== What this task involves ==
Reproduce all the entries precisely.
━━━━━ Working data ━━━━━
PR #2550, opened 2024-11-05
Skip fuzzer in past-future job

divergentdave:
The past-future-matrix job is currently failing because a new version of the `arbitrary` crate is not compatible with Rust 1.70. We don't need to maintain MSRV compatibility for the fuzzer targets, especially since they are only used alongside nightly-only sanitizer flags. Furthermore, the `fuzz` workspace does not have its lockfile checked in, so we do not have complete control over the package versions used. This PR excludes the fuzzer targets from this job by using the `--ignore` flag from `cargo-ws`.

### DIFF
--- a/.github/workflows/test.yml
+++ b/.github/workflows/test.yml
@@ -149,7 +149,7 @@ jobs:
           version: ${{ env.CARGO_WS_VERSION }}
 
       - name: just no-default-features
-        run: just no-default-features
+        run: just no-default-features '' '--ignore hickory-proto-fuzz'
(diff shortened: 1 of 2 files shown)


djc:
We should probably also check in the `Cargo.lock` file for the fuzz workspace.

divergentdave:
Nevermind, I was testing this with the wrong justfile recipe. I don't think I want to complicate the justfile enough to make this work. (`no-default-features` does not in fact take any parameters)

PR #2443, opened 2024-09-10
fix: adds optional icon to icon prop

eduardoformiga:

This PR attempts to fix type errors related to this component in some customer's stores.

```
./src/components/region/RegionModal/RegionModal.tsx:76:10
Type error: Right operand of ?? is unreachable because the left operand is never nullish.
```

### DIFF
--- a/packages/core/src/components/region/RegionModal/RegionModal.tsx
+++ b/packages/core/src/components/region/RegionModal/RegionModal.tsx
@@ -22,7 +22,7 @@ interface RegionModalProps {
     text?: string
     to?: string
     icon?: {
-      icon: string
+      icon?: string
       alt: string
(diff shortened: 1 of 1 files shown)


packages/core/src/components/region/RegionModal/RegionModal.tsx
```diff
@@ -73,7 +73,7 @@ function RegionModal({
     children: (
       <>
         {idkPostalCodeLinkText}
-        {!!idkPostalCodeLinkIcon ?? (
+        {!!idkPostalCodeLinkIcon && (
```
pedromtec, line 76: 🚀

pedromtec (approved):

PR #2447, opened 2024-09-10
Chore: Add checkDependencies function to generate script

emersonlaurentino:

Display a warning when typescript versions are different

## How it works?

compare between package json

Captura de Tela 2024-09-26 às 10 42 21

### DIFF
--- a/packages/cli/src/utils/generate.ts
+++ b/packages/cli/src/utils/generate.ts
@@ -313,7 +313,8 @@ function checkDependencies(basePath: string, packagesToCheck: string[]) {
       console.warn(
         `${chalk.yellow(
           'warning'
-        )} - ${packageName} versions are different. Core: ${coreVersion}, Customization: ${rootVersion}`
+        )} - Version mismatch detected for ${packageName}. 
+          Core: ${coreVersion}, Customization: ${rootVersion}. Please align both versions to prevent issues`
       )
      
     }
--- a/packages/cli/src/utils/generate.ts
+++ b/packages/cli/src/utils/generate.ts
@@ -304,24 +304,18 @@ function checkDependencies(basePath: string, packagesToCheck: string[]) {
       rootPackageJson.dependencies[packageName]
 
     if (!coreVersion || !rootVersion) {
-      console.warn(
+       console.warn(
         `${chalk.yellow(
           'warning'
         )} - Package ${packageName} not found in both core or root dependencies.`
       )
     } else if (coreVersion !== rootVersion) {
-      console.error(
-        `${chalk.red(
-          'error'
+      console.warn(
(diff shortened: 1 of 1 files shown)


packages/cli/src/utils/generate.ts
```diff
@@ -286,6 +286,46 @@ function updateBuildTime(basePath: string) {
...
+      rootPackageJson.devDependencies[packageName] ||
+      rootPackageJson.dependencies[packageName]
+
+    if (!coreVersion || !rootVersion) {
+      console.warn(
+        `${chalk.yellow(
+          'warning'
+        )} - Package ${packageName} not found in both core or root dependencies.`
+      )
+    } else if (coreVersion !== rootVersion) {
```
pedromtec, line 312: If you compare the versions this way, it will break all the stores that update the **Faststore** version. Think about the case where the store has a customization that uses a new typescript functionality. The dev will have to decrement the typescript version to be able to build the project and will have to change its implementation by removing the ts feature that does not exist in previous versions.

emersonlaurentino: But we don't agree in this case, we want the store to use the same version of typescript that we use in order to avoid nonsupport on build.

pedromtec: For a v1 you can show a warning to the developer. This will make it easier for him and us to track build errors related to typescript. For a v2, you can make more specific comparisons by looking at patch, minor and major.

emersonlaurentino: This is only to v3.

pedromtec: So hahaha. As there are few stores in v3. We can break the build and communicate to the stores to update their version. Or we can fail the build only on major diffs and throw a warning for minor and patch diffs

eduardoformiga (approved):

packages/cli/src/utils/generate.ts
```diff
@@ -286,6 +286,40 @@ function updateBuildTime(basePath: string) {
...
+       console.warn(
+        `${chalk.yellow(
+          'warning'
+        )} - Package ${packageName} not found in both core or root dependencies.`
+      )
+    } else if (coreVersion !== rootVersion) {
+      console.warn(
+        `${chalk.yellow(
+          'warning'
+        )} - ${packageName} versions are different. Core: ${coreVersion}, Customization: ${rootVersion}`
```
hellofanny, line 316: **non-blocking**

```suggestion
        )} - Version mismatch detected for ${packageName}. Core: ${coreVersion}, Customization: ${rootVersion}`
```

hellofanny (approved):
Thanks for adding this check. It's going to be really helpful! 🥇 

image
━━━━━
== Exercise solution ==
PR #2550, opened 2024-11-05
Skip fuzzer in past-future job

divergentdave:
The past-future-matrix job is currently failing because a new version of the `arbitrary` crate is not compatible with Rust 1.70. We don't need to maintain MSRV compatibility for the fuzzer targets, especially since they are only used alongside nightly-only sanitizer flags. Furthermore, the `fuzz` workspace does not have its lockfile checked in, so we do not have complete control over the package versions used. This PR excludes the fuzzer targets from this job by using the `--ignore` flag from `cargo-ws`.

### DIFF
--- a/.github/workflows/test.yml
+++ b/.github/workflows/test.yml
@@ -149,7 +149,7 @@ jobs:
           version: ${{ env.CARGO_WS_VERSION }}
 
       - name: just no-default-features
-        run: just no-default-features
+        run: just no-default-features '' '--ignore hickory-proto-fuzz'
(diff shortened: 1 of 2 files shown)


djc:
We should probably also check in the `Cargo.lock` file for the fuzz workspace.

divergentdave:
Nevermind, I was testing this with the wrong justfile recipe. I don't think I want to complicate the justfile enough to make this work. (`no-default-features` does not in fact take any parameters)

PR #2443, opened 2024-09-10
fix: adds optional icon to icon prop

eduardoformiga:

This PR attempts to fix type errors related to this component in some customer's stores.

```
./src/components/region/RegionModal/RegionModal.tsx:76:10
Type error: Right operand of ?? is unreachable because the left operand is never nullish.
```

### DIFF
--- a/packages/core/src/components/region/RegionModal/RegionModal.tsx
+++ b/packages/core/src/components/region/RegionModal/RegionModal.tsx
@@ -22,7 +22,7 @@ interface RegionModalProps {
     text?: string
     to?: string
     icon?: {
-      icon: string
+      icon?: string
       alt: string
(diff shortened: 1 of 1 files shown)


packages/core/src/components/region/RegionModal/RegionModal.tsx
```diff
@@ -73,7 +73,7 @@ function RegionModal({
     children: (
       <>
         {idkPostalCodeLinkText}
-        {!!idkPostalCodeLinkIcon ?? (
+        {!!idkPostalCodeLinkIcon && (
```
pedromtec, line 76: 🚀

pedromtec (approved):

PR #2447, opened 2024-09-10
Chore: Add checkDependencies function to generate script

emersonlaurentino:

Display a warning when typescript versions are different

## How it works?

compare between package json

Captura de Tela 2024-09-26 às 10 42 21

### DIFF
--- a/packages/cli/src/utils/generate.ts
+++ b/packages/cli/src/utils/generate.ts
@@ -313,7 +313,8 @@ function checkDependencies(basePath: string, packagesToCheck: string[]) {
       console.warn(
         `${chalk.yellow(
           'warning'
-        )} - ${packageName} versions are different. Core: ${coreVersion}, Customization: ${rootVersion}`
+        )} - Version mismatch detected for ${packageName}. 
+          Core: ${coreVersion}, Customization: ${rootVersion}. Please align both versions to prevent issues`
       )
      
     }
--- a/packages/cli/src/utils/generate.ts
+++ b/packages/cli/src/utils/generate.ts
@@ -304,24 +304,18 @@ function checkDependencies(basePath: string, packagesToCheck: string[]) {
       rootPackageJson.dependencies[packageName]
 
     if (!coreVersion || !rootVersion) {
-      console.warn(
+       console.warn(
         `${chalk.yellow(
           'warning'
         )} - Package ${packageName} not found in both core or root dependencies.`
       )
     } else if (coreVersion !== rootVersion) {
-      console.error(
-        `${chalk.red(
-          'error'
+      console.warn(
(diff shortened: 1 of 1 files shown)


packages/cli/src/utils/generate.ts
```diff
@@ -286,6 +286,46 @@ function updateBuildTime(basePath: string) {
...
+      rootPackageJson.devDependencies[packageName] ||
+      rootPackageJson.dependencies[packageName]
+
+    if (!coreVersion || !rootVersion) {
+      console.warn(
+        `${chalk.yellow(
+          'warning'
+        )} - Package ${packageName} not found in both core or root dependencies.`
+      )
+    } else if (coreVersion !== rootVersion) {
```
pedromtec, line 312: If you compare the versions this way, it will break all the stores that update the **Faststore** version. Think about the case where the store has a customization that uses a new typescript functionality. The dev will have to decrement the typescript version to be able to build the project and will have to change its implementation by removing the ts feature that does not exist in previous versions.

emersonlaurentino: But we don't agree in this case, we want the store to use the same version of typescript that we use in order to avoid nonsupport on build.

pedromtec: For a v1 you can show a warning to the developer. This will make it easier for him and us to track build errors related to typescript. For a v2, you can make more specific comparisons by looking at patch, minor and major.

emersonlaurentino: This is only to v3.

pedromtec: So hahaha. As there are few stores in v3. We can break the build and communicate to the stores to update their version. Or we can fail the build only on major diffs and throw a warning for minor and patch diffs

eduardoformiga (approved):

packages/cli/src/utils/generate.ts
```diff
@@ -286,6 +286,40 @@ function updateBuildTime(basePath: string) {
...
+       console.warn(
+        `${chalk.yellow(
+          'warning'
+        )} - Package ${packageName} not found in both core or root dependencies.`
+      )
+    } else if (coreVersion !== rootVersion) {
+      console.warn(
+        `${chalk.yellow(
+          'warning'
+        )} - ${packageName} versions are different. Core: ${coreVersion}, Customization: ${rootVersion}`
```
hellofanny, line 316: **non-blocking**

```suggestion
        )} - Version mismatch detected for ${packageName}. Core: ${coreVersion}, Customization: ${rootVersion}`
```

hellofanny (approved):
Thanks for adding this check. It's going to be really helpful! 🥇 

image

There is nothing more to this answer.